■ Your objective
Please return each record below exactly, with nothing left out.
------
PR #491, opened 2020-05-19
Envmap Example

AnastaZIuk:
status:

- need to display cube env another way


AnastaZIuk:
actually shouldn't we have .hdr loader/writer?

devshgraphicsprogramming:
> actually shouldn't we have .hdr loader/writer?
Nah its not really a popular format.

devshgraphicsprogramming:
I'm going to see if I can help tomorrow

PR #495, opened 2020-05-25
SSBO benchmark

Przemog1:


examples_tests/31.SSBOBenchmark/main.cpp
```diff
@@ -0,0 +1,401 @@
...
+
+    //get random tesselation for disks
+    {
+        std::random_device rd;
+        std::mt19937 mt(rd());
+        std::uniform_int_distribution<uint32_t> dist(15, 14999);
+
+        //TODO: test
+        //`dist(mt) | 0x0001` so vertexCount is always odd (only when diskCount is odd as well)
+        std::generate(tesselation.begin(), tesselation.end(), [&]() { return dist(mt) | 0x0001; });
```
devshgraphicsprogramming, line 273: formula for vertex count in a disk 1+triangleCount, which means that the number of triangles should be even to have odd numbers of vertices (and hence vertex shader invocations)

devshgraphicsprogramming: its 2+triangleCount if there's no vertex re-use of the vertex creating the seam at the circumference

examples_tests/31.SSBOBenchmark/main.cpp
```diff
@@ -0,0 +1,401 @@
...
+            {0u,EF_R32G32B32_SFLOAT,offsetof(Vertex,normal)}
+        },
+        {vertexSize,EVIR_PER_VERTEX} 
+    };
+
+
+    core::vector<core::matrix3x4SIMD> SSBOData; //bone matrices will also reside here
+    SSBOData.reserve(diskCount);
+
+    //create disks and join them into one mesh buffer
```
devshgraphicsprogramming, line 306: this I want you to separate into a utility class like we talked with @AnastaZIuk and @Crisspl

PR #505, opened 2020-06-15
Examples API correction

AnastaZIuk:
Is there something else I can correct?


examples_tests/09.ColorSpaceTest/ApplicationHandler.cpp
```diff
@@ -126,7 +126,7 @@ void ApplicationHandler::performImageTest(std::string path)
 	auto cpuTexture = assetManager->getAsset(path, lp);
 	auto cpuTextureContents = cpuTexture.getContents();
 	
-	if (cpuTextureContents.first == cpuTextureContents.second)
+	if (cpuTextureContents.begin() == cpuTextureContents.end())
```
devshgraphicsprogramming, line 129: SRange has a `size()` now

PR #508, opened 2020-06-25
Criss' Shader Changes

devshgraphicsprogramming:


include/irr/builtin/glsl/bxdf/brdf/specular/beckmann_smith.glsl
```diff
@@ -1,38 +1,22 @@
...
-
 irr_glsl_BSDFSample irr_glsl_beckmann_smith_cos_generate(in irr_glsl_AnisotropicViewSurfaceInteraction interaction, in vec2 _sample, in float ax, in float ay)
 {
     vec2 u = _sample;
     
     mat3 m = irr_glsl_getTangentFrame(interaction);
 
     vec3 localV = interaction.isotropic.V.dir;
-    localV = normalize(V*m);//transform to tangent space
+    localV = normalize(localV*m);//transform to tangent space
```
devshgraphicsprogramming, line 19: your tanget frame shall be orthonormal, localV should also be normalized! so no need for normalization.

PR #520, opened 2020-07-23
Indirect structs

Przemog1:


include/irr/asset/IMeshBuffer.h
```diff
@@ -42,6 +42,13 @@ struct DrawElementsIndirectCommand_t
     uint32_t baseInstance;
 };
 
+struct DispatchIndirectCommand_t
```
Crisspl: I'd move this to IComputePipeline.h or make separate utility header and move all 3 there

Crisspl: Probably separate header is best option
------
■ Answer section
PR #491, opened 2020-05-19
Envmap Example

AnastaZIuk:
status:

- need to display cube env another way


AnastaZIuk:
actually shouldn't we have .hdr loader/writer?

devshgraphicsprogramming:
> actually shouldn't we have .hdr loader/writer?
Nah its not really a popular format.

devshgraphicsprogramming:
I'm going to see if I can help tomorrow

PR #495, opened 2020-05-25
SSBO benchmark

Przemog1:


examples_tests/31.SSBOBenchmark/main.cpp
```diff
@@ -0,0 +1,401 @@
...
+
+    //get random tesselation for disks
+    {
+        std::random_device rd;
+        std::mt19937 mt(rd());
+        std::uniform_int_distribution<uint32_t> dist(15, 14999);
+
+        //TODO: test
+        //`dist(mt) | 0x0001` so vertexCount is always odd (only when diskCount is odd as well)
+        std::generate(tesselation.begin(), tesselation.end(), [&]() { return dist(mt) | 0x0001; });
```
devshgraphicsprogramming, line 273: formula for vertex count in a disk 1+triangleCount, which means that the number of triangles should be even to have odd numbers of vertices (and hence vertex shader invocations)

devshgraphicsprogramming: its 2+triangleCount if there's no vertex re-use of the vertex creating the seam at the circumference

examples_tests/31.SSBOBenchmark/main.cpp
```diff
@@ -0,0 +1,401 @@
...
+            {0u,EF_R32G32B32_SFLOAT,offsetof(Vertex,normal)}
+        },
+        {vertexSize,EVIR_PER_VERTEX} 
+    };
+
+
+    core::vector<core::matrix3x4SIMD> SSBOData; //bone matrices will also reside here
+    SSBOData.reserve(diskCount);
+
+    //create disks and join them into one mesh buffer
```
devshgraphicsprogramming, line 306: this I want you to separate into a utility class like we talked with @AnastaZIuk and @Crisspl

PR #505, opened 2020-06-15
Examples API correction

AnastaZIuk:
Is there something else I can correct?


examples_tests/09.ColorSpaceTest/ApplicationHandler.cpp
```diff
@@ -126,7 +126,7 @@ void ApplicationHandler::performImageTest(std::string path)
 	auto cpuTexture = assetManager->getAsset(path, lp);
 	auto cpuTextureContents = cpuTexture.getContents();
 	
-	if (cpuTextureContents.first == cpuTextureContents.second)
+	if (cpuTextureContents.begin() == cpuTextureContents.end())
```
devshgraphicsprogramming, line 129: SRange has a `size()` now

PR #508, opened 2020-06-25
Criss' Shader Changes

devshgraphicsprogramming:


include/irr/builtin/glsl/bxdf/brdf/specular/beckmann_smith.glsl
```diff
@@ -1,38 +1,22 @@
...
-
 irr_glsl_BSDFSample irr_glsl_beckmann_smith_cos_generate(in irr_glsl_AnisotropicViewSurfaceInteraction interaction, in vec2 _sample, in float ax, in float ay)
 {
     vec2 u = _sample;
     
     mat3 m = irr_glsl_getTangentFrame(interaction);
 
     vec3 localV = interaction.isotropic.V.dir;
-    localV = normalize(V*m);//transform to tangent space
+    localV = normalize(localV*m);//transform to tangent space
```
devshgraphicsprogramming, line 19: your tanget frame shall be orthonormal, localV should also be normalized! so no need for normalization.

PR #520, opened 2020-07-23
Indirect structs

Przemog1:


include/irr/asset/IMeshBuffer.h
```diff
@@ -42,6 +42,13 @@ struct DrawElementsIndirectCommand_t
     uint32_t baseInstance;
 };
 
+struct DispatchIndirectCommand_t
```
Crisspl: I'd move this to IComputePipeline.h or make separate utility header and move all 3 there

Crisspl: Probably separate header is best option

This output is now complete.